A minha relação com os telemóveis desde que aterrei em Madrid tem sido tumultuosa. O destino tem um jogo de cintura que me deixa a mim, que não danço, completamente fora de tempo: assim que saí do avião enganei-me a digitar o código pin, algo que nunca acontece. Teria mais duas oportunidades mas, misteriosamente, o cartão ficou imediatamente bloqueado. Não procurei explicações e aceitei com estoicismo esta privação. Afinal é uma nova fase, pensei, quando for a Lisboa, no Natal, procurei o cartão onde está escrito o puk.
Depois de uma sangria de moedas nas dispendiosas cabinas espanholas comprei um Alcatel bastante manhoso, o mais barato do Corte Inglés. Ainda hoje desatino com o sistema de escrita de mensagens e desespero com a lentidão dos menus. Aqui os preços das chamadas e das mensagens são disparatados; prefiro não estimar quanto gastei em comunicações ao procurar quarto. Faço carregamentos nas lojas de chineses. O toque é um nocturno de Chopin, o que significou uma regressão - em Portugal tenho Liszt.
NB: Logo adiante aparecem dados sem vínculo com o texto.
PR #323, opened 2017-08-03
Fix callbacks in getCurrentWindows

### LINKED ISSUE #314: getCurrentWindow inconsistent callback behavior
`getCurrentWindow(callback, errorCallback)` always returns a `Window` but it may not be ready to use until the `callback` has been called (observed in OpenFin implementation).

However, sometimes the callback is never called; as a consumer of the API, I don't know when I can safely use the `Window` object returned by this method.

Annotated code in the API with comments to highlight the issue:

```ts
static getCurrentWindow(callback?: (win: Window) => void, errorCallback?: (err?: any) => void) {
  if (currentWindow) {
    // In this branch, callback will never be called,
    // how do I know that currentWindow is ready to use?
    return currentWindow;
  }
  
  // In this branch, I have to wait until callback is called,
  // otherwise currentWindow may not be ready
  currentWindow = new Window(null, callback, errorCallback);
  return currentWindow;
}
```

BenLambertNcl:
Fixes #314.


packages/api-openfin/src/window.ts
```diff
@@ -192,14 +192,16 @@ export class Window extends Emitter implements ssf.Window {
           this.innerWindow = app.getWindow();
           this.id = `${this.innerWindow.uuid}:${this.innerWindow.name}`;
 
-          fin.desktop.InterApplicationBus.publish('ssf-new-window', {
-            windowName: this.innerWindow.uuid,
-            parentName: options.child ? Window.getCurrentWindow().innerWindow.uuid : null
+          Window.getCurrentWindow((win) => {
```
JDawes-ScottLogic: Does this change introduce some potential latency on publishing the new window event? Previously we'd only be waiting on the current window if we were creating a child window, while now we always need the callback to be fired.
Would it make sense to grab it from the `fin.desktop.Window.getCurrent()` call we're making above to get the window options?

packages/api-symphony-compatibility/src/mapping.ts
```diff
@@ -29,14 +29,18 @@ export namespace map {
     /** API defined at https://symphonyoss.atlassian.net/wiki/display/WGDWAPI/RegisterBoundsChange+API */
     static registerBoundsChange(callback: Function) {
       // Not fully implemented in containerjs, only listens to the current window, not its children as well
-      containerjsSsf.Window.getCurrentWindow().addListener('resize', () => {
-        containerjsSsf.Window.getCurrentWindow().getBounds().then((bounds) => {
-          callback(bounds);
+      containerjsSsf.Window.getCurrentWindow(win => {
```
JDawes-ScottLogic, line 32: Can this now be done in a single callback?

packages/api-tests/test/window.core.spec.js
```diff
@@ -681,6 +681,23 @@ describe('WindowCore API', function(done) {
...
+      const getCurrentWindow = () => {
+        const script = (callback) => {
+          ssf.Window.getCurrentWindow(() => callback(true));
+        };
+        return executeAsyncJavascript(app.client, script);
+      };
+
+      const steps = [
+        () => getCurrentWindow(),
+        () => getCurrentWindow(), // Make sure the callback is called twice
```
JDawes-ScottLogic, line 694: Why do we need to make sure it's called twice?

JDawes-ScottLogic (approved):
:+1:

packages/api-tests/test/window.core.spec.js
BenLambertNcl: The problem happened when get current window was called a second time, as it was being called correctly when the window was initially created, but not when retrieving the cached version

packages/api-openfin/src/window.ts
BenLambertNcl: Not sure what you mean by this :D. There will be a very slight delay sending the `ssf-new-window` event to the hidden window. `fin.desktop.Window.getCurrent()` returns the OpenFin specific window, whereas `Window.getCurrentWindow()` returns the ContainerJS window object (or passes it to the callback :) ) So I don't think we could use the OpenFin one.

BenLambertNcl:
Updated. :)

JDawes-ScottLogic (approved):
:+1:

Issue #338, opened 2017-08-09
Revisit the UX for test results in the docs


JDawes-ScottLogic:
The test results in the documentation is a nice feature, however it's not particularly clear that they are test results.

- Add "test results" text?
- Group them into collapsible element perhaps?

PR #348, opened 2017-09-26
Show combined test result under label "Tests"

andy-lee-eng:
Click to reveal detailed test report for method/property

This is an attempt to improve the UX as mentioned in issue #338


andy-lee-eng:
subscribe-test-closed

andy-lee-eng:
subscribe-test-open

packages/api-specification/transform-type-info.js
```diff
@@ -62,8 +62,15 @@ if (program.testfile) {
     const testReport = JSON.parse(fs.readFileSync(program.testfile));
     Object.keys(testReport).forEach((testMethod) => {
       const getSelectionString = (type, name, childName) => `..{(.kindString === "Class" || .kindString === "Interface") && .name === "${name}"}.children{.kindString === "${type}"` + (childName ? `&& .name === "${childName}"}` : '}');
+      const getPassed = obj => obj ? obj.passed : 0;
+      const getTotal = obj => obj ? obj.total : 0;
```
JDawes-ScottLogic, line 66: It looks like this may introduce a variation on #273 if we don't have a set of results? Do we want to be showing an empty test run in this case?

andy-lee-eng: Do you mean where Browser doesn't implement the feature, like this?

getbounds-test-open

andy-lee-eng: I think the problem wouldn't occur because it only calculates the `combined` score if there's a `results` object in the `testReport` for that method.

There are a couple of odd ones where it reports `Electron 0/0 OpenFin 0/0`, but that was already happening before (e.g. Window.reload). The test-report.json file actually has that data in it.

JDawes-ScottLogic: That's exactly the problem, but you're right that it's now removed from the test results before this runs. :+1:

JDawes-ScottLogic (approved):

JDawes-ScottLogic:
:+1:

Issue #281, opened 2017-07-20
Ensure documentation is clear that browser doesn't implement Window


JDawes-ScottLogic:
From the GoogleDoc:
>Make it very clear that browser doesn’t implement ‘Window’ but instead implements ‘WindowCore’

PR #351, opened 2017-09-27
Docs explain that Window is not available in Browser

andy-lee-eng:
Window refers to WindowCore and vice-versa for the relevant containers.
Improved the rendering of commends so that breaking up a comment with a double new-line works (previously it was merged into a single line).


JDawes-ScottLogic (approved):
:+1:

andy-lee-eng:
Fixes Issue #281

Issue #347, opened 2017-09-14
Automate the release process


JDawes-ScottLogic:
The release process needs to be automated, as both @ColinEberhardt and myself have failed to release a correct version at the first time of asking. This should be a non-issue, as the CI tooling should be able to release, removing the risks associated with manually releasing.

With this in mind, the following options seem to be available:

### Release Branch:
Have a dedicated branch for releasing from. Update the version, then merge to the branch, allowing CI to detect this and trigger a release.

Pros:
- Simple to setup
- Works with existing process (`lerna` independent versioning)

Cons:
- Requires manual intervention to release.
- Releases only contain a subset of the code on `master`.
- Documentation is therefore out of date.

### Full CI release:
Setup CI to release whenever a merge is made to `master`. 

Pros:
- Release process is fully automated.
- Fixes are released as soon as they are approved to `master`.
- Documentation is fully up to date.

Cons:
- Requires a lot more setup and configuration i.e. `commitizen`, `sematic-release`.

The manual step with a release branch is the logical first step to automating this, as it takes the process out of the developers hands and makes it reproducible. However, in the long term it makes sense to remove all developer involvement in the releases and to let the CI handle the release. Discussions about this have started in #232 .

PR #358, opened 2017-09-29
Add script for publishing packages

JDawes-ScottLogic:
Script for releasing via Appveyor.

- Will only trigger from `release` branch`.
- Requires `npm_release_token` environment variable set.
- Assumes that a build has taken place already.
- Performs `npm publish` for all non-private packages it can find under `packages\`.

Associated with #347


andy-lee-eng (approved):
Looks good (at least, as far as I can tell)!

andy-lee-eng:
I think we've decided to stick with the documented manual release process for now (i.e. using Lerna), on the basis that it is sufficient for a small team with occasional releases.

Hoje, ao apalpar os meus bolsos, percebi que tinha comigo as chaves e a carteira mas que me faltava o outro elemento da trindade material do homem moderno - sim, que eu não tenho iPod. Tinha acabado de sair do autocarro que me trouxera da faculdade; estava com Marion e Victoire, que passaram a viagem a imitar os sotaques suíço e belga. A minha boa disposição esfumou-se e comecei a praguejar. Voltei ao autocarro mas em vão. Regressei à faculdade, refiz os meus passos: nada. Começava a sentir um amargo na boca por ter de comprar um novo cartão e anunciar um novo número. O desconsolo redobrou quando me lembrei que a Movistar, a habitualmente sovina operadora, me tinha dado um bónus bastante razoável há dias - uma promoção do género receba duas vezes o que carregar. Desgostoso, achei que uma caminhada me animaria. Vim de Moncloa até casa a pé, descendo a Princesa, passando pelo Palácio Real, cortando as ruas velhas e contornando a Plaza Mayor. Entrei num autoservicio e comprei duas garrafas de vinho para a festa de hoje à noite em casa de Victoire. Sentia-me melhor: bem vistas as coisas, teria sido mais grave perder a carteira ou o passe.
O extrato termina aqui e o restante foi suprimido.